-- Opening Marker --
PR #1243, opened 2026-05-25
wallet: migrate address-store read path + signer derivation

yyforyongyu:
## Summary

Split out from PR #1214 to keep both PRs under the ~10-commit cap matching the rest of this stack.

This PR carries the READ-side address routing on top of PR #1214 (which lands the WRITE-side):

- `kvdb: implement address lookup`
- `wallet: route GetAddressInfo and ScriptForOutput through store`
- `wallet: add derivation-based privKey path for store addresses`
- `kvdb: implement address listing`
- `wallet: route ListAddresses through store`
-- Closing Marker --
Problem to work on:
Once you have read the data, reproduce all of it exactly.

Reply to the task:
PR #1243, opened 2026-05-25
wallet: migrate address-store read path + signer derivation

yyforyongyu:
## Summary

Split out from PR #1214 to keep both PRs under the ~10-commit cap matching the rest of this stack.

This PR carries the READ-side address routing on top of PR #1214 (which lands the WRITE-side):

- `kvdb: implement address lookup`
- `wallet: route GetAddressInfo and ScriptForOutput through store`
- `wallet: add derivation-based privKey path for store addresses`
- `kvdb: implement address listing`
- `wallet: route ListAddresses through store`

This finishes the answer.